Collected data:
((

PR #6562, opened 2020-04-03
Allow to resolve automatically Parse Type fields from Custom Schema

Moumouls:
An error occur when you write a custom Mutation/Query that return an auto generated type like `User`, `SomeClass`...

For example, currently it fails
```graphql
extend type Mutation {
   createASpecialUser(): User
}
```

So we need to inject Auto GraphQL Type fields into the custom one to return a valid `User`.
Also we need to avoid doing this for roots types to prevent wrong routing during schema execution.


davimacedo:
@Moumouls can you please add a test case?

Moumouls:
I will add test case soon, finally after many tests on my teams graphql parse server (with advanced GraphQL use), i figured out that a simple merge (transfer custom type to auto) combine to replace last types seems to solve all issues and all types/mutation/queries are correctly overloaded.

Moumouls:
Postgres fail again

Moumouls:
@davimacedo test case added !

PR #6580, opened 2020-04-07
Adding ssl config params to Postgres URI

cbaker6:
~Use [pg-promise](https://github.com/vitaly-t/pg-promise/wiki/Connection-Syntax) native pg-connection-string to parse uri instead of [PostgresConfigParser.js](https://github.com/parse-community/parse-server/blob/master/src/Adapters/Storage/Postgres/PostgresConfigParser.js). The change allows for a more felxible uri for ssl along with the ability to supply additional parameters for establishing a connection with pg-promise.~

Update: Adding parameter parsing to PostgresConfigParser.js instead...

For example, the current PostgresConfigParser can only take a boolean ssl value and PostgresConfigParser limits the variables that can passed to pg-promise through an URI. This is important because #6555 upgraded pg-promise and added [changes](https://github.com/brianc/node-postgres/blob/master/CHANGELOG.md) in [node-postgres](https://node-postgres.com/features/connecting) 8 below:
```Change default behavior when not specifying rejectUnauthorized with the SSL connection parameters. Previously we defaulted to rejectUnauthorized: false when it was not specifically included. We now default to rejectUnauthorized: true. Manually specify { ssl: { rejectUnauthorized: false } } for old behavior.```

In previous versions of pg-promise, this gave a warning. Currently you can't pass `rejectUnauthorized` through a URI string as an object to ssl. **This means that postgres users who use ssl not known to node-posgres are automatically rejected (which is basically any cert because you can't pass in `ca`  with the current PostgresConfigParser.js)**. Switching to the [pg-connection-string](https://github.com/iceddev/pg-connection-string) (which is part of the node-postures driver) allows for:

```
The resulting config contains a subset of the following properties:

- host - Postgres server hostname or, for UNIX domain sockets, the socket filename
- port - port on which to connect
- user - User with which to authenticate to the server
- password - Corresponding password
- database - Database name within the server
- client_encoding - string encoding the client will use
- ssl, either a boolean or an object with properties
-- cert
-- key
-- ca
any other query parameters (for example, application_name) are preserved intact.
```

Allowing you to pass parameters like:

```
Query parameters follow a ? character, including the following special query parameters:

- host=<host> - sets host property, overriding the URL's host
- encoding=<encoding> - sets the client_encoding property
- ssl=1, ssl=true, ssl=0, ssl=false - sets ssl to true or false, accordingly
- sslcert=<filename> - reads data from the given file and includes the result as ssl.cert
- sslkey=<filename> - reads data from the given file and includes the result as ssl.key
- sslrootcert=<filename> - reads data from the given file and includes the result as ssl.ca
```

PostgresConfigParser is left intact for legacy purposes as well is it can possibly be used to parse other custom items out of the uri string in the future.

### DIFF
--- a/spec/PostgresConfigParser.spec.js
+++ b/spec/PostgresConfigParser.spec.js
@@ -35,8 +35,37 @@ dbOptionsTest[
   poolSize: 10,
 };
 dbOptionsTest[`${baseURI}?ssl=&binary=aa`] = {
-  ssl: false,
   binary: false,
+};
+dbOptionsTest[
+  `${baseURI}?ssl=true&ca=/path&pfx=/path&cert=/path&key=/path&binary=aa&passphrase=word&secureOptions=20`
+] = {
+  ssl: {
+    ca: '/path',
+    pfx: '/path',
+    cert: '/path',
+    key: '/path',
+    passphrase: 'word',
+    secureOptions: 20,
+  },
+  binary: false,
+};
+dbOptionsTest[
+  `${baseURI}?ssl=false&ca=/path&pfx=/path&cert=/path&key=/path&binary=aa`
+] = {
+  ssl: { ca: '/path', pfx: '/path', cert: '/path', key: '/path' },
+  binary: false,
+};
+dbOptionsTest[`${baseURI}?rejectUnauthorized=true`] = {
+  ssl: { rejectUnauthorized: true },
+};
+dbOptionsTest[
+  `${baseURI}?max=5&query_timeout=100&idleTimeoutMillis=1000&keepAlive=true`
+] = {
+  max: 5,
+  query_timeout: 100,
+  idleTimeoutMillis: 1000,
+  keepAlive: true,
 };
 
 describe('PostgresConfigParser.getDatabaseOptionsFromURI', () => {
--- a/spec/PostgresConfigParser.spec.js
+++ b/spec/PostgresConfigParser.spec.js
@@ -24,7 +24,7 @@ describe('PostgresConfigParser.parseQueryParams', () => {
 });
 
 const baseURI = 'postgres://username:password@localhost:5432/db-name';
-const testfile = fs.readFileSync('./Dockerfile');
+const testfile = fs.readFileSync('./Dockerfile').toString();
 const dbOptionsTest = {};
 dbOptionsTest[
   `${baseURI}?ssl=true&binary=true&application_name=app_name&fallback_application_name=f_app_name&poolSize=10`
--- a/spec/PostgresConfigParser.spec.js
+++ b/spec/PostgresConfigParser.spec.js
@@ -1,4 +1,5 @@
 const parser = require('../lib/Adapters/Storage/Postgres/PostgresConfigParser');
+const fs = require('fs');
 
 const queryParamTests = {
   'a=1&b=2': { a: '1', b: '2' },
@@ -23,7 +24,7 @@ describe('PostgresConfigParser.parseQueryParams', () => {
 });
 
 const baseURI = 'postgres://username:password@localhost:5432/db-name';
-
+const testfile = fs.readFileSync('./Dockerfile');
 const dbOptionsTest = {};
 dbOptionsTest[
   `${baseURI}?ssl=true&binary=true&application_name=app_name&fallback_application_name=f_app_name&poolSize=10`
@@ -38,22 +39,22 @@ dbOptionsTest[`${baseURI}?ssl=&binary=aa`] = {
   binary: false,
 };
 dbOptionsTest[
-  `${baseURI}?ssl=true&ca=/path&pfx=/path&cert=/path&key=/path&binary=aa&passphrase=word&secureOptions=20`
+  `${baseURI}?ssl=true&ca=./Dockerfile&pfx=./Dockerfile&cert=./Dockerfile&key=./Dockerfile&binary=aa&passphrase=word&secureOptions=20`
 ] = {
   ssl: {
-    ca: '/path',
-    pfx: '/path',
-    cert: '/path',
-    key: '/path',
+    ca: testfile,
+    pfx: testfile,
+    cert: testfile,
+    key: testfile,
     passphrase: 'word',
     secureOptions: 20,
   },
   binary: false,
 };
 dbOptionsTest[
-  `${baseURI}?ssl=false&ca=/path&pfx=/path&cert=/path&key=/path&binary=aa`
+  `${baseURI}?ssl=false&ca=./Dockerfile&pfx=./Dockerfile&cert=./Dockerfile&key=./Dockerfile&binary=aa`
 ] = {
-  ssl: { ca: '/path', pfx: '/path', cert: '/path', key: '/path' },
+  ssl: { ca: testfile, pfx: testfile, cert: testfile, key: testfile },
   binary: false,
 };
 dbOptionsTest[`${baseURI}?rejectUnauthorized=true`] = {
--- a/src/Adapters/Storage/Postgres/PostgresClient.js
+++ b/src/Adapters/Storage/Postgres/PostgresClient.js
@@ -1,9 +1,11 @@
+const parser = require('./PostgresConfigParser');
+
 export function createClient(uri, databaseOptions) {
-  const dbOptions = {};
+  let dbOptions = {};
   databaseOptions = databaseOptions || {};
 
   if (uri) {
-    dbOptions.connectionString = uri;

))

◆ **EXERCISE REQUIREMENTS**: Check every line of the records, and copy the ones that hold the word "property".

◆ **YOUR RESPONSE**:
- host=<host> - sets host property, overriding the URL's host
- encoding=<encoding> - sets the client_encoding property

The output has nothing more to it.